* Requirement *
Return the listing below word for word.

* Extracted entries *

PR #653, opened 2020-11-12
Adding stats for aborted job count in batch router

sivashanmukh:
**Fixes** # (*issue*)

## Type of change
## Checklist:

### DIFF
--- a/router/batchrouter/batchrouter.go
+++ b/router/batchrouter/batchrouter.go
@@ -147,7 +147,7 @@ type ErrorResponseT struct {
 	Error string
 }
 
-func updateDestStatusStats(id string, jobStateCount map[string]int, destType string, isWarehouse bool, parameterFilters []jobsdb.ParameterFilterT) {
+func sendDestStatusStats(id string, jobStateCount map[string]int, destType string, isWarehouse bool, parameterFilters []jobsdb.ParameterFilterT) {
 	tags := map[string]string{
 		"module":      "batch_router",
 		"destType":    destType,
@@ -160,7 +160,7 @@ func updateDestStatusStats(id string, jobStateCount map[string]int, destType str
 	for jobState, count := range jobStateCount {
 		tags["job_state"] = jobState
 		if count > 0 {
-			stats.NewTaggedStat("batch_job_states", stats.CountType, tags).Count(count)
+			stats.NewTaggedStat("event_status", stats.CountType, tags).Count(count)
 		}
 	}
 }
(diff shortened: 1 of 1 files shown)


chandumlg (approved):

gane5hvarma (approved):

SumanthPuram (commented):
Instead of doing it here, might be better to do it in recordUploadStatus function? That's where we are tracking event deliveries too.

sivashanmukh:
@SumanthPuram There is another setJobStatus [here](https://github.com/rudderlabs/rudder-server/blob/fae990229522e6eda04b7b780ded81ddff998bde/router/batchrouter/batchrouter.go#L606). We won't count those if we move it inside recordUploadStat. @psrikanth88 should we panic on [this error](https://github.com/rudderlabs/rudder-server/blob/fae990229522e6eda04b7b780ded81ddff998bde/router/batchrouter/batchrouter.go#L605)?

SumanthPuram:
I think the handling for jobsBySource needs to be improved.

[Here](https://github.com/rudderlabs/rudder-server/blob/fae990229522e6eda04b7b780ded81ddff998bde/router/batchrouter/batchrouter.go#L573) we mark `executing` irrespective of whether src/destination config is present. 

[Here](https://github.com/rudderlabs/rudder-server/blob/fae990229522e6eda04b7b780ded81ddff998bde/router/batchrouter/batchrouter.go#L606) we mark `failed` even if the config is not present.

We should search for the source in the config in both places. If we don't find this in the first, we should not even mark it `executing`

sivashanmukh:
I have cleaned it up a little more. This time I moved out the aborted check, consolidated success and fail counts into the same single metric with different tags to differentiate. Regarding updating the job statuses in a better way. Let's take it as a different task.

gane5hvarma (approved):

SumanthPuram (approved):

router/batchrouter/batchrouter.go
```diff
@@ -147,14 +147,22 @@ type ErrorResponseT struct {
...
-	} else {
-		destStatsD = stats.NewBatchDestStat("batch_router.dest_failed_attempts", stats.CountType, id)
+func sendDestStatusStats(id string, jobStateCount map[string]int, destType string, isWarehouse bool, parameterFilters []jobsdb.ParameterFilterT) {
+	tags := map[string]string{
+		"module":      "batch_router",
+		"destType":    destType,
+		"isWarehouse": fmt.Sprintf("%t", isWarehouse),
+	}
+	for _, paramFilter := range parameterFilters {
+		tags[fmt.Sprintf("param_%s", paramFilter.Name)] = paramFilter.Value
```
SumanthPuram, line 157: The parameter filter also has received_at as a key and the value of received_at timestamp. Timestamps will blow up influx.

Eg
```
{ 
  "source_id": "s1",
  "destination_id": "d1",
  "received_at": "t1"
}
```

Instead of sending all parameter filters, let's send only source and destinations? 
We should use this function for representing any `source` or `destination` in tags.

`misc.GetTagName(destination.Destination.ID, destination.Destination.Name)`

Also the tag names should `source` and `destination` to maintain parity across all metrics.

SumanthPuram (commented):
Need to fix the tags.

router/batchrouter/batchrouter.go
sivashanmukh: In this context, parameter filters doesn't have received_at. It has only one parameter and that is destId

```
	parameterFilters := []jobsdb.ParameterFilterT{
		{
			Name:     "destination_id",
			Value:    batchJobs.BatchDestination.Destination.ID,
			Optional: false,
		},
	}

```
In any case, I have removed the paramFilter piece and am adding source and destination ids like you suggested. Take a look. Should we add source/dest names here for better readability?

* Finished task *
PR #653, opened 2020-11-12
Adding stats for aborted job count in batch router

sivashanmukh:
**Fixes** # (*issue*)

## Type of change
## Checklist:

### DIFF
--- a/router/batchrouter/batchrouter.go
+++ b/router/batchrouter/batchrouter.go
@@ -147,7 +147,7 @@ type ErrorResponseT struct {
 	Error string
 }
 
-func updateDestStatusStats(id string, jobStateCount map[string]int, destType string, isWarehouse bool, parameterFilters []jobsdb.ParameterFilterT) {
+func sendDestStatusStats(id string, jobStateCount map[string]int, destType string, isWarehouse bool, parameterFilters []jobsdb.ParameterFilterT) {
 	tags := map[string]string{
 		"module":      "batch_router",
 		"destType":    destType,
@@ -160,7 +160,7 @@ func updateDestStatusStats(id string, jobStateCount map[string]int, destType str
 	for jobState, count := range jobStateCount {
 		tags["job_state"] = jobState
 		if count > 0 {
-			stats.NewTaggedStat("batch_job_states", stats.CountType, tags).Count(count)
+			stats.NewTaggedStat("event_status", stats.CountType, tags).Count(count)
 		}
 	}
 }
(diff shortened: 1 of 1 files shown)


chandumlg (approved):

gane5hvarma (approved):

SumanthPuram (commented):
Instead of doing it here, might be better to do it in recordUploadStatus function? That's where we are tracking event deliveries too.

sivashanmukh:
@SumanthPuram There is another setJobStatus [here](https://github.com/rudderlabs/rudder-server/blob/fae990229522e6eda04b7b780ded81ddff998bde/router/batchrouter/batchrouter.go#L606). We won't count those if we move it inside recordUploadStat. @psrikanth88 should we panic on [this error](https://github.com/rudderlabs/rudder-server/blob/fae990229522e6eda04b7b780ded81ddff998bde/router/batchrouter/batchrouter.go#L605)?

SumanthPuram:
I think the handling for jobsBySource needs to be improved.

[Here](https://github.com/rudderlabs/rudder-server/blob/fae990229522e6eda04b7b780ded81ddff998bde/router/batchrouter/batchrouter.go#L573) we mark `executing` irrespective of whether src/destination config is present. 

[Here](https://github.com/rudderlabs/rudder-server/blob/fae990229522e6eda04b7b780ded81ddff998bde/router/batchrouter/batchrouter.go#L606) we mark `failed` even if the config is not present.

We should search for the source in the config in both places. If we don't find this in the first, we should not even mark it `executing`

sivashanmukh:
I have cleaned it up a little more. This time I moved out the aborted check, consolidated success and fail counts into the same single metric with different tags to differentiate. Regarding updating the job statuses in a better way. Let's take it as a different task.

gane5hvarma (approved):

SumanthPuram (approved):

router/batchrouter/batchrouter.go
```diff
@@ -147,14 +147,22 @@ type ErrorResponseT struct {
...
-	} else {
-		destStatsD = stats.NewBatchDestStat("batch_router.dest_failed_attempts", stats.CountType, id)
+func sendDestStatusStats(id string, jobStateCount map[string]int, destType string, isWarehouse bool, parameterFilters []jobsdb.ParameterFilterT) {
+	tags := map[string]string{
+		"module":      "batch_router",
+		"destType":    destType,
+		"isWarehouse": fmt.Sprintf("%t", isWarehouse),
+	}
+	for _, paramFilter := range parameterFilters {
+		tags[fmt.Sprintf("param_%s", paramFilter.Name)] = paramFilter.Value
```
SumanthPuram, line 157: The parameter filter also has received_at as a key and the value of received_at timestamp. Timestamps will blow up influx.

Eg
```
{ 
  "source_id": "s1",
  "destination_id": "d1",
  "received_at": "t1"
}
```

Instead of sending all parameter filters, let's send only source and destinations? 
We should use this function for representing any `source` or `destination` in tags.

`misc.GetTagName(destination.Destination.ID, destination.Destination.Name)`

Also the tag names should `source` and `destination` to maintain parity across all metrics.

SumanthPuram (commented):
Need to fix the tags.

router/batchrouter/batchrouter.go
sivashanmukh: In this context, parameter filters doesn't have received_at. It has only one parameter and that is destId

```
	parameterFilters := []jobsdb.ParameterFilterT{
		{
			Name:     "destination_id",
			Value:    batchJobs.BatchDestination.Destination.ID,
			Optional: false,
		},
	}

```
In any case, I have removed the paramFilter piece and am adding source and destination ids like you suggested. Take a look. Should we add source/dest names here for better readability?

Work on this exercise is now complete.